Although Fowler is confident that the problems created by demolition would be minimal, its location in the center of a public art festival seems unsightly and inconvenient during an event seen as a new opportunity for many city residents and visitors to experience Baltimore’s Inner Harbor in a positive way. In addition, the destruction of the beloved public fountain which is still hotly contested, in terms of it being a public work of art funded by voter referendum in the 1980’s and one of few remaining Brutalist structures, without an approved plan or full funding for the new and improved McKeldin Plaza seems unnecessarily rushed at best. When asked about the timing Fowler responded that, “If major construction was held up every time there is Downtown event, no new projects would ever be realized. “
Either way, the show will go on and Light City participants, including Fluid Movement, are excited for their projects to be realized in and around Baltimore’s Inner Harbor.
“We love the fountain and see our piece as a homage to McKeldin,” says Perez-Schere, of the upcoming performance. “We’re not necessarily doing a protest piece, but we are going to keep up hope that they can find a good solution for everyone, that we can all come together and agree on a way to preserve this historical structure… Maybe it could involve altering the space, keeping some of the fountain, or moving it. I wish that everyone could pull together to create a common goal that works for the people of Baltimore.”

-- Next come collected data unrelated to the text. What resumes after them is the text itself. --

PR #2417, opened 2026-08-18
feat(ir): add LegalizeGraphBoundary (derived-scalar hoisting + boundary checks)

lyfne123:
> **Stacked on #2408 → #2414 → #2416.** A fork PR cannot target another fork branch, so this targets `main` and its diff includes the three earlier commits. **Review only the fourth commit.** Merge order: #2408, #2414, #2416, then this.

## Summary

The `host_build_graph` runtime records a Graph function's task topology on its first call and replays it afterwards. Replay patches exactly two things: boundary tensor addresses and boundary scalar values. Everything else — node count, shapes, dependency edges, block counts — is frozen into the recorded Definition.

Two classes of problem follow, and **both are silent at runtime**, which is why they are caught at compile time here rather than left to a log line.

## Step A — derived boundary scalars (the only silent wrong-answer path)

A boundary scalar is tracked by **pointer identity**: recording anchors the address of each `args.scalar(k)` slot and replay re-reads it. A value the body computes has no slot, so the runtime classifies it as static data and freezes the first call's value into the recording — with no warning on any later replay.

```python
@pl.function(graph="qwen_decoder_layer_v1")
def layer(self, cur, wq, layer_idx: pl.Scalar[pl.INDEX]):
    base = layer_idx * 5120     # derived: no argument slot, frozen at call #1
```

Step A rewrites this so the value arrives as a parameter and the arithmetic moves to each call site, where it becomes an ordinary pass-through scalar. A value is hoistable when its whole expression tree bottoms out in the Graph's own scalar parameters and constants — exactly what a call site can recompute, since it already supplies those parameters. Anything else (a task output, a tensor read, a runtime query) is rejected with a message naming the variable.

Two implementation notes for reviewers:

- Scalar arithmetic here is a `BinaryExpr` / `UnaryExpr` node, **not** a `Call`. The derivability check recurses through those two base classes, which covers all ~28 operator kinds at once; `As<T>` would not, since it matches one exact `ObjectKind` and each operator has its own.
- New parameters are **appended**, not prepended: `CoreTaskArgs` requires every tensor argument to precede every scalar one.

## Step D — boundary legality (silent fallbacks)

On Fluid Movement’s upcoming participation in Light City, Perez-Schere said, “We want this festival, and this part of town, to be a success. Nobody wants this place to be a mess, blocked up in the center for construction when it is totally unnecessary. This is a visual public art event and it needs to look good. Why would you shoot yourself in the foot like that?”
Author Cara Ober is Founding Editor at BmoreArt
HydroPrismEchoChamber: Fluid Movement’s Ode to McKeldin Fountain in Light City, the no longer site-specific performance, is scheduled for Tuesday March 29 at 6:30, 8:30, and 10:30 and Saturday April 2, 6:30 and 8:30.